Il avait à peine 32 ans, marié depuis déjà 10 ans , ils avaient adopté avec sa femme deux enfants, Bob 5 ans et Lesley, 3 ans. Il avait une petite vie d'américain type, boulot tous les jours, journaux financiers tous les matins, golf tous les week-end. Mais la française était venue tout chamboulée et il était tombé amoureux !
Début mars il était déjà à Monaco et Simone lui faisait découvrir l'amour, l'Amour avec tous les A possibles et imaginables ! En avril il se donnèrent rendez-vous en Suisse, à Verbier et elle lui dit qu'elle voulait un enfant et pris dans le tourbillon de toutes ces nouvelles émotions il lui fit un enfant ! Lui promit de l'épouser, de tout quitter de venir s'installer en France ...
Mais de retour chez lui, sa femme et ses enfants l'attendaient , sa maison, son boulot, son golf, ses journaux et jamais il ne réussit à dire à sa femme ce qu'il avait fait. La journée, il rêvait, sur son petit nuage, il s'imaginait entrain d'apprendre le français allongé à côté de Simone mais le soir il rentrait, s'installait dans son fauteuil et jamais il n'eut le courage de parler, jamais.
en octobre, enfin, il écrivit une longue lettre d'amour et de lâcheté à sa belle française dont le ventre était déjà bien rond, il lui expliqua qu'il ne pouvait pas, qu'il ne viendrait pas, qu'il ne l'épouserait pas, "disregard".
Simone reçut la lettre comme un boulet de canon, elle cria, hurla, se roula par terre puis ses convictions prirent le dessus, elle voulait un enfant, elle avait un enfant ! Elle leur prouverait à tous qu'elle n'avait besoin de personne pour l'élever, encore une fois elle se débrouillerait.
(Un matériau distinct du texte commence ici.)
PR #7948, opened 2016-03-06
msg: remove duplicated code - local_delivery will now call 'enqueue'

avnerbh:
This simplify the code and clarify that for each local message,
 'local_delivery_thread' simply tries to 'fast_dispatch' it,
 or it will 'enqueue' it for the dispatch_thread (like any standard message)

Signed-off-by: Avner BenHanoch <avnerb@mellanox.com>


tchaikov:
lgtm with qa run.

gregsfortytwo:
Huh, I think those paths used to be subtly different, but they look the same now. LGTM with that QA run!

PR #7949, opened 2016-03-06
Event: fix clock skew problem

wjin:
Default constructor of utime_t generates the same default time value,
so after the loop, we only keep the last list from map 'time_events'
into map 'change', thus it will lead to time event lost if swap them.


yuyuyu101:
good catch

yuyuyu101:
http://pulpito.ceph.com/haomai-2016-03-12_12:34:10-rados-wip-haomai-testing-distro-basic-multi/

PR #8539, opened 2016-04-11
Wip Xio heavy messengers and resources

vuhuong:
Patch set to identify and allocate properly resources (number of portals/contexts, max number of connections per portal/context), then use all portals/contexts for both passive and active connections

### DIFF
--- a/src/msg/xio/XioMessenger.cc
+++ b/src/msg/xio/XioMessenger.cc
@@ -541,9 +541,9 @@ int XioMessenger::session_event(struct xio_session *session,
   case XIO_SESSION_CONNECTION_CLOSED_EVENT: /* orderly discon */
   case XIO_SESSION_CONNECTION_DISCONNECTED_EVENT: /* unexpected discon */
   case XIO_SESSION_CONNECTION_REFUSED_EVENT:
-    ldout(cct,2) << xio_session_event_types[event_data->event]
-      << " user_context " << event_data->conn_user_context << dendl;
     xcon = static_cast<XioConnection*>(event_data->conn_user_context);
+    ldout(cct,2) << xio_session_event_types[event_data->event]
+      << " xcon " << xcon << " session " << session  << dendl;
     if (likely(!!xcon)) {
       Spinlock::Locker lckr(conns_sp);
       XioConnection::EntitySet::iterator conn_iter =
@@ -565,9 +565,9 @@ int XioMessenger::session_event(struct xio_session *session,
     }
     break;
   case XIO_SESSION_CONNECTION_TEARDOWN_EVENT:
-    ldout(cct,2) << xio_session_event_types[event_data->event]
-      << " user_context " << event_data->conn_user_context << dendl;
     xcon = static_cast<XioConnection*>(event_data->conn_user_context);
+    ldout(cct,2) << xio_session_event_types[event_data->event]
+      << " xcon " << xcon << " session " << session << dendl;
     xcon->on_teardown_event();
     break;
   case XIO_SESSION_TEARDOWN_EVENT:
@@ -1004,7 +1004,7 @@ ConnectionRef XioMessenger::get_connection(const entity_inst_t& dest)
      * we can always set it explicitly */
     struct xio_connection_params xcp = {};
     xcp.session           = xcon->session;
-    xcp.ctx               = this->portals.get_portal0()->ctx;
+    xcp.ctx               = xcon->portal->ctx;
     xcp.conn_user_context = xcon;
 
     xcon->conn = xio_connect(&xcp);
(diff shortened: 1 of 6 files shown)


vuhuong:
Matt & Casey

Could you help to review this pull request?

src/msg/xio/XioPortal.h
```diff
@@ -131,28 +131,24 @@ class XioPortal : public Thread
...
+    pthread_mutex_init(&mtx, NULL);
 
-      /* associate this XioPortal object with the xio_context handle */
-      struct xio_context_attr xca;
-      xca.user_context = this;
-      xio_modify_context(ctx, &xca, XIO_CONTEXT_ATTR_USER_CTX);
+    struct xio_context_params ctx_params;
+    memset(&ctx_params, 0, sizeof(ctx_params));
+    ctx_params.user_context = this;
+    ctx_params.max_conns_per_ctx = max_conns;
```
cbodley: it's not obvious to me what accelio is doing with max_conns_per_ctx, and what happens when this is exceeded. adding a comment here would be really helpful

src/msg/xio/XioMessenger.cc
```diff
@@ -403,6 +409,32 @@ int XioMessenger::pool_hint(uint32_t dsize) {
...
+int XioMessenger::get_nportals(const string &mname)
+{
+  int nportals = 1;
+
+  if (mname == "client" || mname == "cluster")
+    nportals = max(cct->_conf->xio_portal_threads, 1);
+
+  return nportals;
+}
+
```
cbodley: making decisions based on the messenger's name seems prone to errors down the road. consider applications other than ceph-osd, where names like "client" and "cluster" would be common choices, but would have unexpected side-effects on the messenger's behavior. not to mention changes to these names within ceph-osd, where other developers would have no idea that XioMessenger would need to be updated as well

ideally, i think we'd want to use the `Messenger::Policy` to pass in generic hints about the messenger and its expected load, similar to the way that it handles message- and byte-throttling. the downside is that changes to the Messenger interface would need input and buy-in from more of the community

mattbenjamin: @cbodley, @vuhuong, @liewegas, @gregsfortytwo Agree with Casey this feels like policy, and more importantly, it doesn't seem like we want the messenger "names" in the interface.  Is there a way we can make some XioMessenger-specific policy that does the work explicitly, so we avoid names and also avoid changing shared policy structures (which we pretty much can't change 'till Kraken)?

yuyuyu101: looks reasonable and worth to give more hits!

src/msg/xio/XioPortal.h
vuhuong: it gives accelio a hint on total number of connections sharing the context's resources so that Accelio can allocate precisely its internal primary task pool... Without this setting, Accelio is choosing the default value which is not enough for *heavy* messengers on scaling and is too much for light messengers.

I'll add a comment.

vuhuong:
@mattbenjamin  To avoid specific names and/or changing shared policy structures, could we pass in a xio's specific list of properties or general parameters to Messenger::create(&prop_opts) something like:
ceph-osd, ceph-mon, ceph-mds... or any client that matter to xio/accelio resources will do:

Messenger::Propertylist ms_props;
ms_props.insert(Messenger::Property("xio_max_conns_per_portal", g_conf->xio_max_conns_per_portal));
msgr = Messenger::create(g_ceph_context, g_conf->ms_type, entity_name_t, "lname", getpid(), &ms_props);

and in XioMessenger:

XioMessenger::XioMessenger(Messenger::Propertylist &opts)
{
...
   if (opts) {
       pr_iter = opts->find("xio_max_conns_per_portal");
       max_conns = boost::get<int>(pr_iter->second);
   }
....
}

@cbodley I will revised the patch set to remove name specific for now since we need cct->_conf->xio_max_conns_per_portal passed in accelio's context creation and the second patch to spread both active and passive connections on portals

roidayan:
Hi all,
the 2 commits are really important for xio messenger stability. Vu updated the commit to remove the messenger name comparison. can you review again and consider to merge this pull request before kraken milestone?
thanks in advance.

cbodley:
@vuhuong @roidayan thanks. can you help clarify how `ctx_params.max_conns_per_ctx` works? is it just a hint for preallocation of resources, or will accelio actually fail new connections over that limit? (and if it fails, is that part of an existing/tested error path?)

roidayan:
it's a hint for accelio for preallocation of tasks in its primary pool. accelio will not check this to actually count number of connections.

vuhuong:
@cbodley it gives accelio a hint on total number of connections sharing the context's resources so that Accelio can allocate precisely its internal primary task pool... Without this setting, Accelio is choosing the default value which is not enough for heavy messengers on scaling and is too much for light messengers.

I already added the comment in the updated patchset

PR #8543, opened 2016-04-12
librbd: do not return a failure if a peer cannot be notified of update

dillaman:
Maintenance ops that fail to notify a peer of the update should not
report a failure to the original user.

Fixes: http://tracker.ceph.com/issues/15351


jdurgin:
lgtm

PR #8545, opened 2016-04-12
os/filestore: fix return type mismatch for lfn parse

xiexingguo:
According to https://github.com/ceph/ceph/pull/8496/commits/755c685f2d09c36b53bc39589a77fa73faba5149,
we shall return a int value instead of bool now.
So if we fail to parse an object, we shall reset "false" into "-EINVAL" instead,
as "false" is always translated into 0, which is supposed to indicate a success.


tchaikov:
lgtm

xiexingguo:
@tchaikov  Thanks for the quick review, and merge:)

athanatos:
lgtm as well

PR #8546, opened 2016-04-12
mds: fix auth caps with hyphen in path (#15465)

jcsp:
Quirk of the boost spirit char() fn, hyphens
are treated as range delimiters unless they're
the last character in the set.

Fixes: #15465


ukernel:
LGTM

jcsp:

PR #8547, opened 2016-04-12
common: drop a redundant warning about experimental features

zaitcev:
At first I thought perhaps to filter out blanket enablement with "*", or change the level of the warning. But what I found is a surprising redundancy, which makes this warning worthless to begin with! Thus this commit simply removes the silly thing. The commit has a longer explanation.

If anyone sees something I'm missing here, please comment.


liewegas:
:+1:

liewegas:
Note that this means we won't see a warning for features we don't use.  That's probably sane, though.

liewegas:
see https://github.com/ceph/ceph/pull/14170

PR #8550, opened 2016-04-12
objclass: honour do_osd_ops() results before going any further

xiexingguo:
This is because:
 1. all the other methods are doing the same.
 2. the origin results of do_osd_ops() may get overwritten by -ENOMEM,
    which is misleading.
 3. if the class methods return negative results, normally it's not
    the responsibility for the caller being in charge of freeing out
    buffers. Therefore this change saves our some efforts and avoids
    potential memory leaks(Though I doubt this shall happen).


liewegas:
lgtm

PR #8554, opened 2016-04-12
client: report root's quota in statfs

jcsp:
When user is mounted a quota-restricted inode
as the root, report that inode's quota status
as the filesystem statistics in statfs.

This allows us to have a fairly convincing illusion
that someone has a filesystem to themselves, when
they're really mounting a restricted part of
the larger global filesystem.

### DIFF
--- a/src/client/Client.cc
+++ b/src/client/Client.cc
@@ -8752,23 +8752,7 @@ int Client::statfs(const char *path, struct statvfs *stbuf)
   tout(cct) << "statfs" << std::endl;
 
   ceph_statfs stats;
-
-  Mutex lock("Client::statfs::lock");
-  Cond cond;
-  bool done;
-  int rval;
-
-  objecter->get_fs_stats(stats, new C_SafeCond(&lock, &cond, &done, &rval));
-
-  client_lock.Unlock();
-  lock.Lock();
-  while (!done)
-    cond.Wait(lock);
-  lock.Unlock();
-  client_lock.Lock();
-
   memset(stbuf, 0, sizeof(*stbuf));
-
   /*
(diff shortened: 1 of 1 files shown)


src/client/Client.cc
```diff
@@ -8779,15 +8763,51 @@ int Client::statfs(const char *path, struct statvfs *stbuf)
...
+
+  C_SaferCond cond;
+  objecter->get_fs_stats(stats, &cond);
+
+  client_lock.Unlock();
+  int rval = cond.wait();
+  client_lock.Lock();
+
+  if (cct->_conf->client_quota && root_ancestor
+      && root_ancestor->quota.max_bytes) {
```
ukernel: maybe we should use get_quota_root(root) instead of root_ancestor

liewegas:
Should this be a config option maybe to control whether it is the quota vs full fs limit?  We can default to the quota one...

gregsfortytwo:
Yeah, what Sage said.

Maybe even set it up as a server-side config that gets passed to the client on connect? Although it's not secure since the client still sees the whole cluster, it's more of a cluster admin decision than a user one.

src/client/Client.cc
jcsp: What is the advantage to doing that?  It's not obvious to me

ukernel: I think root_ancestor->quota is filesystem root's quota. It's possible that the mounted sub-directory or its ancestor directories have quota

liewegas: I think that's what root_ancestor is?  Either the mounted inode, or the 
first ancestor that has a quota set.

jcsp:
Superceded (by accident!) by https://github.com/ceph/ceph/pull/8747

La réponse fut claire, elle le comprenait, elle n'avait pas besoin de lui, mais il était le père de l'enfant et il pourrait venir la voir s'il en avait envie, une lettre froide, sans émotions.
Elle accoucha le 7 décembre d'une petite fille absolument magnifique (bon, j'exagère un peu;-)) !
Le baptême eut lieu fin janvier. Elle était là, radieuse, épanouie, il était là aussi, ses scrupules s'évanouissaient de la voir si heureuse, elle gérait, il gérait, c'était parfait ! Le tour était joué ! Il reviendrait mais il pouvait partir tranquille.